An affirmative result (that \(Hv(G)\) is the bidual of \(Hv_ 0 (G))\) was obtained in 1970 by Rubel and Shields for the case where \(G\) is the open unit disc in \(\mathbb C\) and \(v\) is a radial weight function vanishing at the boundary; that is, \(v(z) = v( | z |)\) for all \(z\) and \(\lim_{| z | \to 1^ -} v(z) = 0\). This result, cited by the authors here, occurs as a special case of the main result of this paper. Specifically, Theorem 1.1 shows that \(Hv(G)\) is always (isometrically isomorphic to) the dual space of a Banach space and that \(Hv(G)\) is the bidual of \(Hv_ 0 (G)\) if and only if the unit ball of \(Hv_ 0 (G)\) is dense in the unit ball of \(Hv(G)\) in the compact-open topology. This density criterion is then used to obtain the Rubel-Shields result as well as other more general examples. Theorem 2.3 shows that, if the set \(G\) is balanced and if \(v\) is radial, then \(Hv(G)\) is the bidual of \(Hv_ 0 (G)\) whenever the latter space contains all polynomials.
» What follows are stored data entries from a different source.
PR #15950, opened 2023-03-11
Remove function call of obsolete helm-gtags-define-keys-for-mode

liuxueyang:
The function `spacemacs/helm-gtags-define-keys-for-mode` is obsolete, I remove all of the function calls of it. This will remove the corresponding message in *Message* buffer when Emacs starts.

### DIFF
--- a/layers/+lang/d/packages.el
+++ b/layers/+lang/d/packages.el
@@ -72,4 +72,4 @@
   (spacemacs/counsel-gtags-define-keys-for-mode 'd-mode))
 
 (defun d/post-init-helm-gtags ()
-  (spacemacs/helm-gtags-define-keys-for-mode 'd-mode))
+  )
--- a/layers/+lang/d/packages.el
+++ b/layers/+lang/d/packages.el
@@ -32,7 +32,6 @@
         (flycheck-dmd-dub :requires flycheck)
         ggtags
         counsel-gtags
-        helm-gtags
         ))
 
 (defun d/post-init-company ()
@@ -70,6 +69,3 @@
 
 (defun d/post-init-counsel-gtags ()
   (spacemacs/counsel-gtags-define-keys-for-mode 'd-mode))
-
-(defun d/post-init-helm-gtags ()
-  )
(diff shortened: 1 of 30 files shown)


layers/+lang/d/packages.el
```diff
@@ -72,4 +72,4 @@
   (spacemacs/counsel-gtags-define-keys-for-mode 'd-mode))
 
 (defun d/post-init-helm-gtags ()
```
lebensterben: why not delete the enclosing function as well (the same applies to other changes)

lebensterben (changes requested):

lebensterben:
also please remove https://github.com/syl20bnr/spacemacs/blob/3512e43c9e6efef78b5104785c99518eff60d668/layers/%2Btags/gtags/funcs.el#L56

layers/+lang/d/packages.el
liuxueyang: Removing the enclosing function will get the following warning:
```
(Spacemacs) Warning: package helm-gtags not initialized in layer go, you may consider removing this package from the package list or use the :toggle keyword instead of a `when' form.
```

This warning is generated here: https://github.com/syl20bnr/spacemacs/blob/develop/core/core-configuration-layer.el#L914

The function `go/post-init-helm-gtags` needs to be bound in language layers. `configuration-layer/make-package` will check that.

Or do I need to add `:toggle` keyword for `helm-gtags` in the package list?

lebensterben: simply remove helm-grabs from the <layer>-package variable defined in the beginning of the packages.el files

layers/+lang/windows-scripts/packages.el
```diff
@@ -87,9 +87,6 @@
 (defun windows-scripts/post-init-counsel-gtags ()
   (spacemacs/counsel-gtags-define-keys-for-mode 'bat-mode))
 
-(defun windows-scripts/post-init-helm-gtags ()
-  (spacemacs/helm-gtags-define-keys-for-mode 'bat-mode))
```
lebensterben, line 91: need to remove helm-gtags from the packages list

lebensterben (changes requested):

lebensterben (approved):

smile13241324 (approved):
Looks good.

The final section of the paper concerns the predual of \(Hv(G)\) and the structure of \(Hv(G)\) when equipped with various topologies, most notably the bounded weak star topology.

MSC:
46E15 Banach spaces of continuous, differentiable or analytic functions
46A70 Saks spaces and their duals (strict topologies, mixed topologies, two-norm spaces, co-Saks spaces, etc.)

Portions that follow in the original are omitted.